PR #341, opened 2024-07-09
Update CarrierService update and create method to account UPS endpoints

jchen293:
# Description

Update CarrierService update and create method to account UPS endpoints
# Testing

Add unit tests

# Pull Request Type

### DIFF
--- a/lib/EasyPost/Constant/Constants.php
+++ b/lib/EasyPost/Constant/Constants.php
@@ -20,7 +20,7 @@ abstract class Constants
         'FedexSmartpostAccount'
     ];
 
-    const UPS_ACCOUNT_TYPES_WITH_CUSTOM_WORKFLOWS = [
+    const UPS_OAUTH_ACCOUNT_TYPES = [
         'UpsAccount',
         'UpsMailInnovationsAccount',
         'UpsSurepostAccount'
--- a/lib/EasyPost/Constant/Constants.php
+++ b/lib/EasyPost/Constant/Constants.php
@@ -17,8 +17,13 @@ abstract class Constants
     // Validation
     const CARRIER_ACCOUNT_TYPES_WITH_CUSTOM_WORKFLOWS = [
         'FedexAccount',
-        'UpsAccount',
         'FedexSmartpostAccount'
+    ];
+
+    const UPS_ACCOUNT_TYPES_WITH_CUSTOM_WORKFLOWS = [
+        'UpsAccount',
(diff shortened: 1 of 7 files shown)


nwithan8 (approved):

lib/EasyPost/Constant/Constants.php
```diff
@@ -17,10 +17,15 @@ abstract class Constants
     // Validation
     const CARRIER_ACCOUNT_TYPES_WITH_CUSTOM_WORKFLOWS = [
         'FedexAccount',
-        'UpsAccount',
         'FedexSmartpostAccount'
     ];
 
+    const UPS_ACCOUNT_TYPES_WITH_CUSTOM_WORKFLOWS = [
```
Justintime50, line 23: suggestion: Prefer this called something like `UPS_OAUTH_ACCOUNT_TYPES` to indicate how they're different than the normal custom workflows

lib/EasyPost/Service/CarrierAccountService.php
```diff
@@ -43,7 +43,16 @@ public function all(mixed $params = null): mixed
...
     public function update(string $id, mixed $params): mixed
     {
-        return self::updateResource(self::serviceModelClassName(self::class), $id, $params);
+        $carrierAccount = self::retrieve($id);
+        $carrierAccountType = $carrierAccount['type'];
+        if (in_array($carrierAccountType, Constants::UPS_ACCOUNT_TYPES_WITH_CUSTOM_WORKFLOWS, true)) {
+            $updateUrl = 'upsOauthRegistration';
+            $params = [self::selectTopLayerKey($carrierAccountType) => $params];
+        } else {
+            $updateUrl = 'carrierAccount';
```
Justintime50, line 52: These are not URLs and should not be named as such. They become a URL later but are actually class names here. Also, wouldn't they be title cased?

```suggestion
            $className = 'UpsOauthRegistration';
            $params = [self::selectTopLayerKey($carrierAccountType) => $params];
        } else {
            $className = 'CarrierAccount';
```

jchen293: I don't think it's case sensitive, but I have uppercased the first character

Justintime50 (approved):

lib/EasyPost/Service/CarrierAccountService.php
Justintime50: Class names must be capitalized, otherwise it's not a true class name.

= = = =

_BRIEF_
Copy the full listing word for word.

_RESPONSE_
PR #341, opened 2024-07-09
Update CarrierService update and create method to account UPS endpoints

jchen293:
# Description

Update CarrierService update and create method to account UPS endpoints
# Testing

Add unit tests

# Pull Request Type

### DIFF
--- a/lib/EasyPost/Constant/Constants.php
+++ b/lib/EasyPost/Constant/Constants.php
@@ -20,7 +20,7 @@ abstract class Constants
         'FedexSmartpostAccount'
     ];
 
-    const UPS_ACCOUNT_TYPES_WITH_CUSTOM_WORKFLOWS = [
+    const UPS_OAUTH_ACCOUNT_TYPES = [
         'UpsAccount',
         'UpsMailInnovationsAccount',
         'UpsSurepostAccount'
--- a/lib/EasyPost/Constant/Constants.php
+++ b/lib/EasyPost/Constant/Constants.php
@@ -17,8 +17,13 @@ abstract class Constants
     // Validation
     const CARRIER_ACCOUNT_TYPES_WITH_CUSTOM_WORKFLOWS = [
         'FedexAccount',
-        'UpsAccount',
         'FedexSmartpostAccount'
+    ];
+
+    const UPS_ACCOUNT_TYPES_WITH_CUSTOM_WORKFLOWS = [
+        'UpsAccount',
(diff shortened: 1 of 7 files shown)


nwithan8 (approved):

lib/EasyPost/Constant/Constants.php
```diff
@@ -17,10 +17,15 @@ abstract class Constants
     // Validation
     const CARRIER_ACCOUNT_TYPES_WITH_CUSTOM_WORKFLOWS = [
         'FedexAccount',
-        'UpsAccount',
         'FedexSmartpostAccount'
     ];
 
+    const UPS_ACCOUNT_TYPES_WITH_CUSTOM_WORKFLOWS = [
```
Justintime50, line 23: suggestion: Prefer this called something like `UPS_OAUTH_ACCOUNT_TYPES` to indicate how they're different than the normal custom workflows

lib/EasyPost/Service/CarrierAccountService.php
```diff
@@ -43,7 +43,16 @@ public function all(mixed $params = null): mixed
...
     public function update(string $id, mixed $params): mixed
     {
-        return self::updateResource(self::serviceModelClassName(self::class), $id, $params);
+        $carrierAccount = self::retrieve($id);
+        $carrierAccountType = $carrierAccount['type'];
+        if (in_array($carrierAccountType, Constants::UPS_ACCOUNT_TYPES_WITH_CUSTOM_WORKFLOWS, true)) {
+            $updateUrl = 'upsOauthRegistration';
+            $params = [self::selectTopLayerKey($carrierAccountType) => $params];
+        } else {
+            $updateUrl = 'carrierAccount';
```
Justintime50, line 52: These are not URLs and should not be named as such. They become a URL later but are actually class names here. Also, wouldn't they be title cased?

```suggestion
            $className = 'UpsOauthRegistration';
            $params = [self::selectTopLayerKey($carrierAccountType) => $params];
        } else {
            $className = 'CarrierAccount';
```

jchen293: I don't think it's case sensitive, but I have uppercased the first character

Justintime50 (approved):

lib/EasyPost/Service/CarrierAccountService.php
Justintime50: Class names must be capitalized, otherwise it's not a true class name.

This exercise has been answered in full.